2008, o ano que não acaba

2008 é um ano daqueles que mesmo depois que acaba, leva anos para terminar.

Esse foi o ano em que, até mesmo aquele mais indisposto à mudança, teve de se desconfortar em ao menos trocar os sapatos.

O clima de tensão estava no ar fazia algum tempo, afinal toda essa ansiedade e euforia trazida pela ganância do dinheiro fácil e volumoso tinha um preço. Todo mundo sabia que não estava certo, mas ninguém queria ser o primeiro a sair.

Saímos todos, mesmo os que nem entraram.

Ontem fui assistir a um show de um grande amigo, cantor de reggae. A festa era pré-reveillon, muita gente de branco, frutas à vontade e o desejo de contar logo de 10 a 1 e encerrar a temporada. Só faltou o champagne.

O champagne e os motivos da comemoração.
Comemorar o que?

Santa Catarina registra 125 mortes por causa das enchentes
Chuva tira 28 mil pessoas de casa em Minas Gerais
Maldivas podem sumir por causa do aquecimento global
Motorista dirige pela contra-mão na BR-153 em SP
Tiro de Lindemberg causou ação policial
Caso Isabella: polícia estranha depoimentos do casal
Economistas projetam desemprego de 8,5% em 2009

Na reunião do último dia no trabalho (antes das 2 semanas de descanso coletivo) a diretora confirma as suspeitas:

"- Ano que vêm só temos recursos financeiros até março e ainda é difícil dizer como serão as expectativas de novos projetos. Temos conversado sobre trabalhar com providências contra o aquecimento global com outras entidades, mas essa é uma discussão demorada."

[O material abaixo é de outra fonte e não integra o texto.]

PR #112, opened 2024-03-28
fix(layer-shell-scaling): frozen buffers must scale to output scaling.

Decodetalkers:
I have read the portocol of fractional, the protocal just accept a scale value to client and let client to adjust the scale. so finally the way to scale is done by client. So the scale should be done by ourself

### DIFF
--- a/libwayshot/src/lib.rs
+++ b/libwayshot/src/lib.rs
@@ -14,6 +14,7 @@ mod screencopy;
 use std::{
     collections::HashSet,
     fs::File,
+    io::Write,
     os::fd::AsFd,
     sync::atomic::{AtomicBool, Ordering},
     thread,
@@ -446,6 +447,7 @@ impl WayshotConnection {
             }
         };
 
+        let shm = self.globals.bind::<WlShm, _, _>(&qh, 1..=1, ())?;
         for (frame_copy, frame_guard, output_info) in frames {
             tracing::span!(
                 tracing::Level::DEBUG,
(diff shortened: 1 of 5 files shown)


Decodetalkers:
and now in the code , the way to use slurp is a wrong way

Decodetalkers:
oh.. clippy is merged.. emm, so it is the problem that I have not find my pr

Shinyzenith:
Do we have to do another buffer allocation for the surface layering? Is it not possible to bilinearly scale up/down the current surface contents?

Decodetalkers:
> Do we have to do another buffer allocation for the surface layering? Is it not possible to bilinearly scale up/down the current surface contents?

the size which is used to  scale the buffer only accept int, so when the scale is `int`, I will use the origin one..

Shinyzenith:
> > Do we have to do another buffer allocation for the surface layering? Is it not possible to bilinearly scale up/down the current surface contents?
> 
> the size which is used to scale the buffer only accept int, so when the scale is `int`, I will use the origin one.. but when it is fractional one.. I cannot find out a solution. the protocal about fractional just throw a size to let client to resize it, do you have better idea?

I sadly don't. As far as I'm aware, screencopy already returns to us a pixel-perfect version which is scaled appropriately due to Andreas's patches, we just need a way to hint to the compositor that we have the scaled version already. I'm not sure if my understanding is correct. I'll take a look at the code in the evening and maybe ask in sway-irc if needed.

libwayshot/src/lib.rs
```diff
@@ -446,13 +447,50 @@ impl WayshotConnection {
...
             tracing::span!(
                 tracing::Level::DEBUG,
                 "overlay_frames::surface",
                 output = format!("{output_info}")
             )
             .in_scope(|| -> Result<()> {
+                let buffer = {
+                    let output_size = output_info.logical_region.inner.size;
+                    if output_size != frame_copy.frame_format.size {
+                        let file = tempfile::tempfile().unwrap();
```
AndreasBackx, line 461:
```suggestion
                        let file = tempfile::tempfile()?;
```

If not the correct error type, wrap it in another type, don't unwrap.

libwayshot/src/lib.rs
```diff
@@ -446,13 +447,50 @@ impl WayshotConnection {
...
+
+                        pool.create_buffer(
+                            0,
+                            output_size.width as i32,
+                            output_size.height as i32,
+                            (output_size.width * 4) as i32,
+                            frame_copy.frame_format.format,
+                            &qh,
+                            (),
+                        )
```
AndreasBackx, line 489: There should be no reason to resize. We have a pixel perfect buffer already that represents every single pixel shown on the screen.

Why do you think you need to do this?

wayshot/src/wayshot.rs
```diff
@@ -66,15 +66,11 @@ fn main() -> Result<()> {
...
-    let image_buffer = if let Some(slurp_region) = cli.slurp {
-        let slurp_region = slurp_region.clone();
+    let image_buffer = if cli.slurp {
         wayshot_conn.screenshot_freeze(
             Box::new(move || {
                 || -> Result<LogicalRegion> {
-                    let slurp_output = Command::new("slurp")
-                        .args(slurp_region.split(' '))
-                        .output()?
-                        .stdout;
```
AndreasBackx, line 77: Why change this behaviour? This is removing the ability to pass arguments to slurp.

AndreasBackx (changes requested):
Like @Shinyzenith says (and see my other review comment), the approach is incorrect. We already have a pixel perfect buffer that needs no changes.

Tried this on my machine and it only results in an even blurrier version of what happened before which was already incorrect.

libwayshot/src/lib.rs
Decodetalkers: when the scale is int, I will not resize it, but when it is fractal, I wll resize it manully

wayshot/src/wayshot.rs
Decodetalkers: slurp only accept '-d' to select screen, but -d cannot be passed into, and it is useless

Decodetalkers: image
all the argument is like `-d` `-w`, how can you pass the argument into it? I have try send it , but it can never be received

Decodetalkers: `cargo run -- --slurp '\-d'`
this command will work

but '-d' will never work

PR #120, opened 2024-05-30
Replace nix with rustix

Gigas002:
As title says, this PR proposes replacement of `nix` crate with [rustix](https://github.com/bytecodealliance/rustix).
Currently, the only package dependent on `nix` is a `wl-clipboard-rs`, and it's moving from `nix` to `rustix` as well in upcoming update to match the `wayland-rs`: https://github.com/YaLTeR/wl-clipboard-rs/commit/e81562a06b4c4879bd14524c86c866654a17e4b2
This change simplifies dependency tree for a bit and the migration is pretty straightforward. If there's any downsides I'm not aware of these.


Shinyzenith (approved):

Shinyzenith:
Thank you for your contribution!

PR #128, opened 2024-10-06
fix: I find out a smart way to fix scale problem

Decodetalkers:


Decodetalkers:
I find that the color on my wm is a little strange. on layershell, since the color is Xrgb8888, maybe we should adjust the data in buffer first then do screenshot?

AndreasBackx:
@Shinyzenith would be better for review since I'm lacking in a bit of time. Though this _seems_ fine from first glance. The colour issue should likely fixed in another diff?

libwayshot/src/lib.rs
```diff
@@ -832,6 +835,12 @@ impl WayshotConnection {
                 ));
             }
         };
+        let viewporter = self.globals.bind::<WpViewporter, _, _>(&qh, 1..=1, ()).ok();
+        if viewporter.is_none() {
+            tracing::info!(
+                "Your wm does not support wp_viewporter, so the scale may come out with some problems"
```
Shinyzenith, line 841:
```suggestion
                "Compositor does not support wp_viewporter, display scaling may be inaccurate."
```

Shinyzenith (approved):

libwayshot/src/lib.rs
Shinyzenith: Apart from just the error message, everything else looks good. We can merge

Decodetalkers:
Ok, I will merge it, ☺️

PR #123, opened 2024-06-20
Update image crate

Gigas002:
This PR updates the `image` crate to version [0.25](https://github.com/image-rs/image/blob/main/CHANGES.md).
This version changes the `webp` encoder from binding library to a pure rust native `webp` encoder and also changes `jpeg`-decoders in favor of more performant `zune-jpeg` package.
BTW, maybe it's a good time to introduce the `dependabot` alerts for updating repo dependencies?

PR #129, opened 2025-02-19
Update dependencies

Gigas002:
Rebased to target current `main` branch, updated other deps too (with exception of `image`, breaking changes were introduced only for `gbm`, see: https://github.com/Smithay/gbm.rs/blob/master/CHANGELOG.md)
Supersedes #123


Gigas002:
I suppose, workflow runner requires `libgbm-dev` installation via `apt`?

Shinyzenith:
We have fixed the workflow!

Shinyzenith (approved):

PR #132, opened 2025-03-08
Implemented completions for various shell

Rishik-Y:
Implements auto-completion for various shells such as Bash, fish, zsh, powershell, elvish etc

Example:
```
wayshot - [TAB]
-s                      --extension
-c                      --format
-l                      --output-format
-o                      --encoding
-h                      --list-outputs
-V                      --output
--clipboard             --choose-output
--log-level             --generate-completions
--slurp                 --help
--cursor                --version
```

or 

```
wayshot --output-format 
jpg   png   ppm   qoi   webp  
```

PR #319, opened 2026-03-25
feature: shell completions

Gigas002:
Add shell completions for various shells, including `nushell` via `clap_complete_nushell` crate. Includes `completions` feature enabled by default.
Comparing to #132, this PR doesn't include pre-built completions, as these should be generated on user side, depending on feature set selected.

Closes: #100


Decodetalkers:
Seems good!

PR #320, opened 2026-03-26
refactor: hide egl code behind feature in libwayshot

Gigas002:
This PR hides `egl`-related code in `libwayshot` behind feature (enabled by default).
This may seem useless at the moment, but this is part of further refactoring before implementing optional `vulkan` support. I've been testing and using it in my fork for ~2 weeks and things are looking good.

**Breaking changes**

While this is not breaking for most users, `default-features = false` users will lose `egl` support. Migration step is to add feature, e.g. `libwayshot = { version = "...", default-features = false, features = ["png", "egl"] }`.

### DIFF
--- a/.github/workflows/build.yml
+++ b/.github/workflows/build.yml
@@ -16,7 +16,7 @@ jobs:
                     - name: default
                       cargo_args: --workspace --release
                     - name: minimal
-                      cargo_args: --workspace --release --no-default-features --features "egl,png"
+                      cargo_args: --workspace --release --no-default-features
 
         name: ${{ matrix.name }}
         runs-on: ubuntu-latest


Gigas002:
Hmm, probably we don't even need it as default feature in cli...

Decodetalkers (approved):

Decodetalkers:
oh.. sorry, this is just a draft. I should not approve it now

Gigas002:
Yeah, my bad. I've opened it yesterday, but now I thought that maybe we don't need that feature on by default in cli, since we don't use egl on it to capture screenshot anyway

Gigas002:
@Decodetalkers 
Sorry, I've removed the `egl` feat from `wayshot` cli. Can you please re-review when you're free? 
Thank you!

Decodetalkers (approved):

PR #352, opened 2026-04-20
fix: make cargo doc pass without warns

Gigas002:
`cargo doc` job will help us catch warns in doc entries so docs.rs page stays happy


Gigas002:
Bruh it's easier to just use the same container `test-coverage` job uses to make `--all-features` pass

Decodetalkers (approved):

PR #354, opened 2026-04-21
fix: explicit MIME type handling for clipboard instead of autodetect

RustyCoderX:
noticed that clipboard MIME detection was only working properly for JPEG and PNG because it relied on autodetection. So I removed that and added explicit MIME types based on the image format instead.Also updated the clipboard function to take the encoding format so it knows exactly which MIME type to use, and passed that from where it’s called.This makes clipboard copy work consistently for formats like WebP, AVIF, JXL, etc., not just JPEG/PNG.

### DIFF
--- a/wayshot/src/clipboard.rs
+++ b/wayshot/src/clipboard.rs
@@ -4,6 +4,31 @@ use eyre::Result;
 use rustix::runtime::{self, Fork};
 use wl_clipboard_rs::copy::{MimeType, Options, Source};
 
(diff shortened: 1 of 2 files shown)


Decodetalkers (approved):

Decodetalkers:
@Gigas002 seems reasonable for me, may you also take a look?

Gigas002 (approved):
LGTM! Thank you for the fix!

PR #368, opened 2026-05-16
feature: add configuration for notifications

### LINKED ISSUE #334: feature request: consider providing configuration for notifications
As discussed in #332, some users would like to configure notifications a bit more thoroughly, and `notify-rust` provides such settings, so it shouldn't be complicated to implement for config.

Gigas002:
Closes: #334 

Actual notification features differs depending on user's notification daemon, e.g. most lightweight daemons like `dunst` or `mako` doesn't support sound playback, so the parameter doesn't have any effect.

Examples:

image

image

### DIFF
--- a/config.toml
+++ b/config.toml
@@ -96,10 +96,6 @@ effort = 7
 # -1 = never expire, 0 = server default, positive = milliseconds.
 # timeout_ms = 5000
 
-# Urgency level: "low", "normal", or "critical".
-# Critical notifications do not time out on most servers.
-# urgency = "normal"
-
 # Application name shown in the notification.
 # app_name = "wayshot"
 
--- a/config.toml
+++ b/config.toml
@@ -88,3 +88,33 @@ effort = 7
 # The command is run exactly as provided with no arguments appended.
 # If not set, opens the screenshot directory with xdg-open.
 # action = "xdg-open PATH"
+
+# Icon name shown in the notification (uses icon theme lookup).
+# icon = "camera-photo"
+
+# How long the notification is visible, in milliseconds.
+# -1 = never expire, 0 = server default, positive = milliseconds.
+# timeout_ms = 5000
+
+# Urgency level: "low", "normal", or "critical".
+# Critical notifications do not time out on most servers.
+# urgency = "normal"
+
+# Application name shown in the notification.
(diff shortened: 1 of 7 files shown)


config.toml
```diff
@@ -88,3 +88,33 @@ effort = 7
...
+# Icon name shown in the notification (uses icon theme lookup).
+# icon = "camera-photo"
+
+# How long the notification is visible, in milliseconds.
+# -1 = never expire, 0 = server default, positive = milliseconds.
+# timeout_ms = 5000
+
+# Urgency level: "low", "normal", or "critical".
+# Critical notifications do not time out on most servers.
+# urgency = "normal"
```
Decodetalkers: I think the urgency should not be in config 

What I have thought is that urgency should be split into two cases. For example, if it succeeds, it should be normal, if it fails, it should be critical. And it should be defined in arguments, not default in configuration.

Gigas002: Yeah, sound reasonable

Gigas002: Fixed

wayshot/src/notification.rs
```diff
@@ -60,18 +59,53 @@ pub fn send_success(
...
+        let _ = notification.show();
     }
 }
 
-pub fn send_failure(error: &Error) {
-    let _ = Notification::new()
-        .summary("Screenshot Failed")
+pub fn send_failure(error: &Error, config: &NotificationConfig) {
+    let _ = build_base_notification(config, false)
+        .urgency(Urgency::Critical)
```
Decodetalkers, line 72: I do not think failure should always be critical.. I think it would be better to have an argument to control the action of failure. 

Emm.. when will the screenshot be that important, if it fails, the notification should be marked as critical?.

Decodetalkers:
Wait.. maybe we should just control the action of failure? Or maybe always being critical will be enough? I want to hear more opinions 

This part maybe good. We can ship it. But I want let another person also decide it

Decodetalkers:
+1

Shinyzenith:
I think I'm happy with this and we can merge, took an overall glance at the code, if you're happy with it @Decodetalkers merge it @Gigas002

Decodetalkers (approved):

"- Só vai sair depois que a Groelândia derreter." Eu respondi.

Acabou o clima da reunião.

Ontem falei sobre os fantasmas em outro post, mas vejo que é necessário explicar melhor o que são esses fantasmas. Fantasmas não são entidades que vagam por ai puxando o pé das crianças na cama, nem seres brancos que habitam o interior de construções antigas.

Fantasmas são sombras de experiências que não vivemos completamente. Sombras que carregamos escondidas em lugares do nosso espírito que não gostamos de visitar.

Sombras esquecidas que voltam justamente quando as situações externas se tornam mais frágeis, como nesse ano.

Receios, medos, amargura, pesadelos, tontura, exaustão, sofrimento.

Não ache que está sendo punido. Os fantasmas não estão lá para assustá-lo, eles não aterrorizam as pessoas por malvadeza, mas para chamar a atenção.

Os fantasmas querem ser curados.

Oportunidade linda que esse ano traz para resolver problemas muito maiores do que crises financeiras. Problemas muito mais próximos e reais a cada um de nós.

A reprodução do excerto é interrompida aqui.